In vitro regeneration of four Hypoxis species and transformation of Camelina sativa and Crambe abyssinica

Abstract: The advance of science and biotechnology has made it possible to prevent the complete loss of plant species by providing propagation methods that are fast and can result in the mass production of exact copies of the targeted plant species. Genetic transformation has become a useful instrument in the introduction of new traits to plants such as increased yield and disease resistance. In this study potential in vitro regeneration protocols for four Hypoxis species were successfully developed. Efficient indirect regeneration (100% with 8 shoots per explant) of Hypoxis filiformis was obtained when corm explants were directly cultured in MS supplemented with 1 mg/l NAA. However, the highest mean number of shoots per explant (17) was obtained in basal MS supplemented with 3 mg/l kinetin.
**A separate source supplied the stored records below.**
PR #2482, opened 2026-07-05
fix(core): stop reusing a wrong-commit git clone after a failed build

### LINKED ISSUE #2480: Git build: failed checkout in CopyAndFetch/RenameAndFetch leaves a wrong-commit clone that is silently reused

## Summary

In `libraries/core/src/build/git.rs`, `GitFolder::prepare()` cleans up the clone directory when a **`NewClone`** checkout fails, but the **`CopyAndFetch`** and **`RenameAndFetch`** paths do **not**. Because `clone_dir_ready()` treats *any existing directory* as "ready", a half-prepared directory left behind by a failed checkout is later silently reused — producing a build at the **wrong commit** with no error.

## Details

The `NewClone` arm removes the directory on checkout failure:

```rust
// libraries/core/src/build/git.rs (NewClone arm)
match checkout_result {
    Ok(()) => target_dir,
    Err(err) => {
        logger.log_message(LogLevel::Error, format!("{err:?}")).await;
        // remove erroneous clone again
        if let Err(err) = std::fs::remove_dir_all(target_dir) { /* ... */ }
        bail!(err)
    }
}
```

But `CopyAndFetch` and `RenameAndFetch` propagate a checkout failure via `?` with **no cleanup**:

```rust
// CopyAndFetch arm
let repository = fetch_changes(&target_dir, None).await?;
checkout_tree(&repository, &commit_hash)?;   // <-- on failure, target_dir is left behind
target_dir

// RenameAndFetch arm
tokio::fs::rename(&from, &target_dir).await.context("failed to rename repo clone")?;
// ...
let repository = fetch_changes(&target_dir, None).await?;
checkout_tree(&repository, &commit_hash)?;   // <-- on failure, target_dir is left behind
target_dir
```

This matters because reuse is decided purely by directory existence:

```rust
pub fn clone_dir_ready(&self, session_id: SessionId, dir: &Path) -> bool {
    self.prepared_builds
        .get(&session_id)
        .map(|p| p.planned_clone_dirs.contains(dir))
        .unwrap_or(false)
        || dir.exists()          // <-- any leftover directory counts as "ready"
}
```

And the `Reuse` arm performs **no verification** that `HEAD` actually points at the requested `commit_hash`:

```rust
ReuseOptions::Reuse { dir } => {
    logger.log_message(LogLevel::Info, format!("reusing up-to-date {}", dir.display())).await;
    dir   // returned as-is; never checks the checked-out commit
}
```

Note that `GitManager::clear_planned_builds()` (called in `binaries/daemon/src/lib.rs`) only clears the in-memory `prepared_builds` map — it does **not** delete on-disk directories — so the leftover survives across builds.

## Reproduction (RenameAndFetch)

1. Build node at commit **A** with repo `R` → `clone_dir_A` created and correctly checked out to A.
2. Build the same node at commit **B** with `prev_git` pointing at A, where `clone_dir_A` is unused and no longer needed → `RenameAndFetch`: `clone_dir_A` is renamed to `clone_dir_B`, changes are fetched, then `checkout_tree(B)` **fails** (e.g. `B` is a ref the default-branch fetch didn't retrieve, a transient git error, or a ref `revparse_ext` can't resolve). The build aborts, but `clone_dir_B` now exists on disk as a valid repo checked out at **commit A**.
3. Build the node at commit **B** again → `clone_dir_ready()` returns `true` because `clone_dir_B` exists → `ReuseOptions::Reuse` → `prepare()` logs "reusing up-to-date …" and returns the directory. **The node is built from commit A's source while the system believes it is B.**

## Impact

Silent wrong-commit builds after a transient/partial failure. This defeats the reproducibility guarantees of pinned git sources and is hard to diagnose because no error is surfaced.

## Suggested fix

Mirror the `NewClone` cleanup in the `CopyAndFetch` and `RenameAndFetch` arms: on `checkout_tree` (or fetch) failure, `remove_dir_all(&target_dir)` before bailing. Optionally, have the `Reuse` path assert that the repository's `HEAD` resolves to the requested `commit_hash` (when it is a full hash) before reusing, as defense-in-depth against any other source of a stale/partial clone.

## Location

- `libraries/core/src/build/git.rs` — `GitFolder::prepare()` (`CopyAndFetch` and `RenameAndFetch` arms) and `GitManager::clone_dir_ready()`.

keirsalterego:
Fixes #2480.

When a build clones a pinned git source, a failed checkout could leave a clone dir behind that was still sitting on the *old* commit. Nothing cleaned it up, and since `clone_dir_ready()` treats any existing directory as ready, the next build would reuse that leftover and quietly build the wrong commit. No error, no warning, which is the nasty part.

Digging in, I found two things behind it:

1. Only the `NewClone` path removed its dir when a checkout failed. `CopyAndFetch` and `RenameAndFetch` just bubbled the error up with `?` and left the half-prepared dir on disk. I pulled the cleanup into one small helper and ran all three arms through it, so a failed prepare no longer leaves a landmine behind.

2. `Reuse` trusted mere existence and never checked what was actually checked out. As a backstop, before reusing a clone that's pinned to a full commit hash I now verify HEAD actually points at that commit. If it doesn't, I delete the dir and bail loudly so the next build re-clones from scratch. Branch and tag pins get skipped (I can't verify those offline), and the check only runs when the dir is really on disk, so the parallel-build case where a sibling node has only *planned* a dir is left alone.

One thing worth pointing out in the reuse check: if opening the leftover repo fails (a corrupt half-clone), I treat that as a mismatch and remove it rather than propagating a raw error, so we self-heal instead of tripping on the same bad dir every build.

### Testing

- Two regression tests for the copy/rename cleanup: they drive the fetch-failure path and assert the dir is actually gone. On the old code the dir survives, so these fail without the fix.
- Three for the reuse check: a mismatch removes the dir and errors, a matching commit reuses it, and a branch-name pin skips verification.
- Full workspace `cargo test`, `clippy -D warnings`, `fmt --check`, and the unwrap-budget ratchet all pass.

Kept it as two commits so the cleanup (the real fix) and the HEAD-check backstop can be reviewed on their own.


phil-opp:
I reviewed the diff against the surrounding build code and found one issue worth flagging.

**The new Reuse HEAD-check can delete a clone dir that a sibling node is concurrently creating (`--parallel` builds).**

The comment on the reuse check argues the `dir.exists()` guard leaves the parallel case alone: *"parallel builds that have merely planned this dir (not created it yet) are left alone."* But `dir.exists()` does not distinguish "planned but not yet created" from "currently being created by a concurrent sibling."

Concrete scenario for two nodes sharing the same repo + full commit hash:

1. `choose_clone_dir` runs sequentially (serialized by `&mut GitManager`). Node A gets `NewClone` and registers the planned dir; node B then sees it in `planned_clone_dirs` and gets `Reuse { dir, commit_hash }` with the full hash.
2. The returned prepare tasks then run **concurrently** — `binaries/cli/src/command/build/local.rs:104` spawns them into a `JoinSet` with no per-dir locking.
3. Node A's `NewClone` runs `clone_into`, which creates the directory and populates it over time. During that window `dir.exists()` is true but HEAD is not yet at the target commit (or the repo is a partial half-clone).
4. Node B's `Reuse` check fires: `is_full_commit_hash` is true, `dir.exists()` is true, so it opens the repo / reads HEAD. Either the open/peel fails (a partial clone → treated as a mismatch by design) or HEAD isn't at the commit yet → mismatch. B then calls `cleanup_failed_clone(&dir)` → `remove_dir_all` on the directory A is actively cloning into.

The result is a corrupted/destroyed in-progress clone and a spurious build failure, triggered precisely by the common case (multiple nodes pinned to the same full commit hash, parallel build). Before this PR the `Reuse` arm was a read-only no-op, so this active deletion is a new hazard. The sequential daemon path (`binaries/daemon/src/lib.rs:2751`) is unaffected, but the CLI parallel path is.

Efficient direct regeneration of H. acuminata (100% with 2 shoots per explant) was achieved in corm explants cultured with a piece of shoot attached in MS supplemented with 3 mg/l kinetin. Up to 30% and 21% seed germination was obtained in H. argentea and H. filiformis respectively, when seed coats were crushed before culturing in half-strength MS without PGRs. In addition, the use of activated charcoal and 0.1% mercuric chloride, respectively, helped in controlling the build-up of phenolic exudates in the medium and infection of explants and shoots by endogenous micro-organisms. Agrobacterium-mediated transformation of Camelina sativa and Crambe abyssinica flowers by vacuum infiltration with three gene constructs: AtHb2. BvHb2, and vhb in camelina; and the FWS 3-1 vector harbouring three genes: ScFAR, ScWS, and DsRed in crambe failed to produce transgenic seeds.